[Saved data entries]

PR #2040, opened 2023-07-23
Feature/load cookies from browser

### LINKED ISSUE #1801: Add Option to Automatically Get Cookies from Browser So Downloading with Instaloader Can Actually Work
As discussed in issue #1787, Instaloader is often or always now completely failing at downloading  unless cookies are loaded from the browser after first logging into Instagram via browser. So my suggestion is adding an option to Instaloader like

`--load-cookies browser`

wherein you can specify that _browser_ string as `chrome`, `firefox`, etc., or as a path to a specific browser cookies file, to automatically load cookies from that browser so that downloading can actually work.

Note that the YouTube downloader [yt-dlp](https://github.com/yt-dlp/yt-dlp) has a working similar option, `--cookies-from-browser browser`, for just this reason. Similar code could be used here.

JunedKhan101:
# Feature get cookies from browser 🚀
  - Fixes #1801 
  - This PR implementes the feature to get cookies from browser for a user as current login function was frequently breaking there will be no need to login in the first place if we can get the cookies from the browser.

- Changes include a function that gets cookie from browser using browser_cookie3 python library, if cookie is loaded succesfully we set the cookie in session cookies and test if we can login using the test login function.

## Test Cases 1:

The testing include me first deleting the session of the test user to demostrate logging in with --load-cookies.
I provide the username with --login option and specify **chrome** browser with --load-cookies.
I get succesfully logged in as I was in the browser.

## Test Cases 2:

I provide the username with --login option and specify **brave** browser with --load-cookies.
I get a message that says "No cookies found for Instagram in brave, Are you logged in succesfully in brave?" because I was not logged into the brave browser.

Attaching video of the testing:

https://github.com/instaloader/instaloader/assets/47941768/ec402892-8046-4a20-8c0a-ac4b80b0ed23

  - Do you consider it ready to be merged or is it a draft? I consider it ready to be merged if it looks good
  - Can we help you at some point? Not at the time


ekalin:
That is a most welcome feature. However, I believe it would be useful to be able to specify the path to the browser profile from which to load the cookies, in case the user has multiple profiles.

JunedKhan101:
@ekalin Do you mean to specify the whole path to the cookie for a browser profile? as it is specified in the `get_cookiefile` function of this script: https://instaloader.github.io/troubleshooting.html

I think it would be much easier for users to specify just the browser name instead of the trouble to find a browser profile path.

ekalin:
If the user has only one profile than just selecting the browser is enough. But a user might have several browser profiles, so an option like `-c` from that script is useful. But it should be optional; if not specified, let the library use the default.

JunedKhan101:
@ekalin By `several browser profiles` do you mean multiple Instagram accounts on a single browser? or one or more Instagram accounts on diffrent browsers?

If there are multiple Instagram accounts on a browser the code just fetches the cookie of the currently active or logged in Instagram user so the Instaloader user has to make sure he is the currently logged in or active user.

I don't know what I am expected to do here would you mind if you can clarify further?

ekalin:
It's multiple profile directories, each used for different users. Or a browser profile just for logging in and then using instaloader, separate from the main browser. In practice the whole directory with user data (cookies, history, settings, and everything else) is changed, and one can have completely separate instances of the browser.

Firefox has this feature built-in (though it's not widely used): https://support.mozilla.org/en-US/kb/profile-manager-create-remove-switch-firefox-profiles#

Chrome also allows this, at least manually: https://www.chromium.org/developers/creating-and-using-profiles/ .

In practice, I imagine what's necessary is a just a command-line option to set the directory of the browser profile, and then passing this directory to the library. I don't really know if the library supports that, but it would be a big limitation if it doesn't.

JunedKhan101:
Yeah, you are right. The library doesn't support browser profiles, it's a limitation.

ekalin:
It does. It does not mention profiles, but one can point to the specific location of the cookies file. Which is basically what a profile is, just a location to store all the settings (including cookies).

This is exactly what's necessary, and is how the snippet in the documentation works. And if the user does not specify the location, then let the library find the default location.

docs/cli-options.rst
```diff
@@ -196,6 +196,10 @@ Instaloader to login.
 
    Login name (profile name) for your Instagram account.
 
+.. option:: --load-cookies BROWSER-NAME, -lc BROWSER-NAME
```
aandergr, line 199: I would not use `-lc` as a option name, we always use single letter option names.

It would also be nice if the profile or the path to the cookie file could be set by the user, similar to the provisional cookie import script mentioned in our documentation, as there are many users who have multiple profiles in use.

instaloader/__main__.py
```diff
@@ -14,6 +14,7 @@
 from .instaloader import (get_default_session_filename, get_default_stamps_filename)
 from .instaloadercontext import default_user_agent
 from .lateststamps import LatestStamps
+import browser_cookie3
```
aandergr, line 17: This would also need to be listed in the package metadata in `setup.py` and in the Pipfile.

It should be an optional dependency, with the feature being disabled if the package is not installed.

JunedKhan101:
Different browsers handle cookies differently, Firefox stores cookies as an sqlite data in which case we need to query the data, this is already implemented in the troubleshooting login error script. In Firefox case there is little role of browser_cookie3 as we need to just query the data using sqlite.

Right now, as of writing this comment browser_cookie3 has stopped working on chrome due to a chrome update which stores cookies encrypted reference: https://github.com/borisbabic/browser_cookie3/issues/180 this has been tested by me it doesn't work on chrome anymore unless the user specifies to store cookies unencrypted.

browser_cookie3 has also stopped working on brave and edge (most likely due to the same chromium update this has not been tested by me and I'm only making assumptions based on issues tab of the library on github)

My question: Should I just focus on using the cookies from firefox? because fetching the encrypted cookies of different browsers, handling cross platform decryption is no easy task. This is probably why the author of previous PR stopped working on this issue.

Also, I'm a bit unclear about using the cookie file path with browser_cookie3 library but I'll try to do more R&D on that.
@ekalin you said the cookie file path can be used with the library would you mind if you can provide an exmaple? that'll be helpful.

ekalin:
The constructors take an optional argument `cookie_file` pointing to the desired `cookies.sqlite` file (or the Chrome equivalent).

I'd create an optional argument that points to the desired file, and pass this to the library. If the argument was not specified, then the default behavior can be used (which looks for the default profile).

JunedKhan101:
@ekalin @aandergr I have implemeted the feature to make use of browser cookie file and I have tested this on FireFox, it will pick the the default profile if cookie file is not specified by the user.

instaloader/__main__.py
aandergr: The package also needs to be added to `Pipfile.lock`. However I just tried doing this myself and run into a problem with resolving the depencencies due to conflicts in sub-depencencies. I will soon try to have a deeper lock into that.

instaloader/__main__.py
```diff
@@ -66,6 +67,45 @@ def filterfunc(item) -> bool:
...
+        return Cookies
+
+def import_session(browser, instaloader, cookiefile):
+    cookie = get_cookies_from_instagram('instagram', browser, cookiefile)
+    if cookie is not None:
+        instaloader.context._session.cookies.update(cookie)
+        username = instaloader.test_login()
+        if not username:
+            raise SystemExit(f"Not logged in. Are you logged in successfully in {browser}?")
+        instaloader.context.username = username
```
aandergr, line 108: This function mostly accesses properties of InstaloaderContext, one of them even a protected property. Maybe we could just move it to being a method of InstaloaderContext?

instaloader/__main__.py
aandergr, line 17: Since this is an optional dependency, it should be wrapped into a `try` block, that disables the new feature if that import is missing, e.g. by setting a variable in that case and then `--load-cookies` showing a message that `browser_cookie3` needs to be installed.

instaloader/__main__.py
```diff
@@ -66,6 +67,45 @@ def filterfunc(item) -> bool:
...
+        "opera": browser_cookie3.opera,
+        "safari": browser_cookie3.safari
+    }
+
+    if browser not in supported_browsers:
+        print("Loading cookies from the specified browser failed. Supported browsers are Chrome, Firefox, Edge, Brave, Opera and Safari")
+        return {}
+
+    Cookies = {}
+    browserCookies = list(supported_browsers[browser](cookie_file=cookiefile))
```
aandergr, line 85: To be consistent with how variables are named, it should rather be `cookies` and `browser_cookies`.

However I do not well understand the purpose of the `Cookies` variable. Is it just to filter the `browserCookies` that have the `domain` attribute set?

docs/cli-options.rst
aandergr: Nice, I think `-b` and `-B` are fine.

instaloader/__main__.py
```diff
@@ -66,6 +67,45 @@ def filterfunc(item) -> bool:
...
+        "chrome": browser_cookie3.chrome,
+        "firefox": browser_cookie3.firefox,
+        "edge": browser_cookie3.edge,
+        "brave": browser_cookie3.brave,
+        "opera": browser_cookie3.opera,
+        "safari": browser_cookie3.safari
+    }
+
+    if browser not in supported_browsers:
+        print("Loading cookies from the specified browser failed. Supported browsers are Chrome, Firefox, Edge, Brave, Opera and Safari")
```
aandergr, line 81: This line is very long, we have set a maximum of 120 characters.

instaloader/__main__.py
JunedKhan101: Yes, `browser_cookies` returns a list of cookies which we need to format in order to set cookies with ease this is done using `instaloader.context._session.cookies.update(cookie)` 

In this case cookie is a key value pair of cookie name and value that was **filtered and formatted** in the `get_cookies_from_instagram` function.

instaloader/__main__.py
JunedKhan101: I have broken down this line.

instaloader/__main__.py
JunedKhan101: I have fixed the naming conventions

instaloader/__main__.py
JunedKhan101: I have made a commit that addresses this.

JunedKhan101: Thanks, I have minimum context on this so help would be much appreciated.

jarellgalura (approved):

instaloader/__main__.py
aandergr: We now managed to update all our dependencies in Pipfile.lock, this allows us to use `pipenv install` again without running into problems.

We did this change on `upcoming/v4.11`  where this MR should also be rebased on, since it adds a new feature.

Once it is rebased, it should be possible to add the dependency with `pipenv install browser_cookie3`. This will cause the package to be installed in the Github Actions jobs that check each change, and in the Windows EXE file which we ship with each release.

It should also be mentioned in `setup.py` as an optional dependency.

The import should be in a `try` block, so that the feature can be disabled if the package is missing.

instaloader/__main__.py
aandergr: The `_session` object is not supposed to be accessed from outside of the InstaloaderContext.

instaloader/__main__.py
JunedKhan101: "The import should be in a try block, so that the feature can be disabled if the package is missing."

This one is done as well.

instaloader/__main__.py
JunedKhan101: Shall I create a method in InstaloaderContext that returns the `_session`? would that be fine?

for example somthing like:

```python
def get_session(self):
        return self._session
```

then maybe in the `import_session` function I can do something like the following to update cookies:

```python
session = instaloader.context.get_session()
session.cookies.update(cookie)
```

In this example the `get_session` method is just the public method (or wrapper one might say) to get the session from InstaloaderContext. This avoid using session directly in InstaloaderContext.

aandergr: The session object should be kept as private as possible to the InstaloaderContext, if we would allow to manipulate it from outside we would invite many strange bug reports. We would really favor to move the part that updates the login cookie to InstaloaderContext.

Pipfile
```diff
@@ -15,6 +15,7 @@ typing-extensions = "*"
 types-requests = "*"
 typed-ast = "*"
 jinja2 = "~=3.0.1"
+browser_cookie3 = "*"
```
aandergr, line 18: Could you rebase this PR to `upcoming/v4.11` and then do `pipenv install browser_cookie3` to properly update the Pipfile and Pipfile.lock?

docs/cli-options.rst
```diff
@@ -196,6 +196,14 @@ Instaloader to login.
 
    Login name (profile name) for your Instagram account.
 
+.. option:: --load-cookies BROWSER-NAME, -b BROWSER-NAME
+
+   Use Instagram cookie in your browser to login (works with --login). Supported browsers: Chrome, Firefox, Edge, Opera, Safari, Brave.
```
aandergr, line 201:
```suggestion
   Use Instagram cookie in your browser to login (works with :option:`--login`). Supported browsers: Chrome, Firefox, Edge, Opera, Safari, Brave.
```

(this causes `--login` to be a link to the definition of the login option)

instaloader/__main__.py
```diff
@@ -14,6 +14,11 @@
 from .instaloader import (get_default_session_filename, get_default_stamps_filename)
 from .instaloadercontext import default_user_agent
 from .lateststamps import LatestStamps
+try:
+    import browser_cookie3
+    is_library_installed = True
```
aandergr, line 19: The variable name is too generic.

instaloader/instaloadercontext.py
```diff
@@ -211,6 +211,9 @@ def save_session(self):
         """Not meant to be used directly, use :meth:`Instaloader.save_session`."""
         return requests.utils.dict_from_cookiejar(self._session.cookies)
 
+    def update_cookie(self, cookie):
```
aandergr, line 214: I would call it `update_cookies` (plural) since it actually updates multiple cookies.

instaloader/__main__.py
```diff
@@ -66,6 +71,46 @@ def filterfunc(item) -> bool:
...
+        "safari": browser_cookie3.safari
+    }
+
+    if browser not in supported_browsers:
+        print("Loading cookies from the specified browser failed")
+        print("Supported browsers are Chrome, Firefox, Edge, Brave, Opera and Safari")
+        return {}
+
+    cookies = {}
+    browser_cookies = list(supported_browsers[browser](cookie_file=cookiefile))
```
aandergr, line 90: It would be nice if the parameter names were more consistent in their style, e.g. `cookie_file` and `cookie_name` rather than mixing `cookieName` and `cookiefile`, `cookie_file`.

instaloader/instaloadercontext.py
JunedKhan101: Updated

instaloader/__main__.py
JunedKhan101: Done.

instaloader/__main__.py
JunedKhan101: Name updated

Pipfile
JunedKhan101: Will do once all the PR reviews are approved.

aandergr: Looks good, I think this is ready to be rebased :)

JunedKhan101: @aandergr Rebased is completed, Pipfile and Pipfile.lock are updated as well.
Let me know if everything looks right :)

aandergr:
Amazing, thanks!

tap0212:
hey @JunedKhan101 I'm using the library 
- I'm creating the session and cookies using this new feature that you've added
- and mounting it using `load_session_from_file` 
- how can I keep updating the session and cookie automatically upon expiration?


Please let me know if there's any existing way to do this!
Thanks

▶ _Exercise requirements_: What you write must be the entries restated word for word, from the opening line through the one holding "The testing include", with nothing else.

▶ _Response to the exercise_:
PR #2040, opened 2023-07-23
Feature/load cookies from browser

### LINKED ISSUE #1801: Add Option to Automatically Get Cookies from Browser So Downloading with Instaloader Can Actually Work
As discussed in issue #1787, Instaloader is often or always now completely failing at downloading  unless cookies are loaded from the browser after first logging into Instagram via browser. So my suggestion is adding an option to Instaloader like

`--load-cookies browser`

wherein you can specify that _browser_ string as `chrome`, `firefox`, etc., or as a path to a specific browser cookies file, to automatically load cookies from that browser so that downloading can actually work.

Note that the YouTube downloader [yt-dlp](https://github.com/yt-dlp/yt-dlp) has a working similar option, `--cookies-from-browser browser`, for just this reason. Similar code could be used here.

JunedKhan101:
# Feature get cookies from browser 🚀
  - Fixes #1801 
  - This PR implementes the feature to get cookies from browser for a user as current login function was frequently breaking there will be no need to login in the first place if we can get the cookies from the browser.

- Changes include a function that gets cookie from browser using browser_cookie3 python library, if cookie is loaded succesfully we set the cookie in session cookies and test if we can login using the test login function.

## Test Cases 1:

The testing include me first deleting the session of the test user to demostrate logging in with --load-cookies.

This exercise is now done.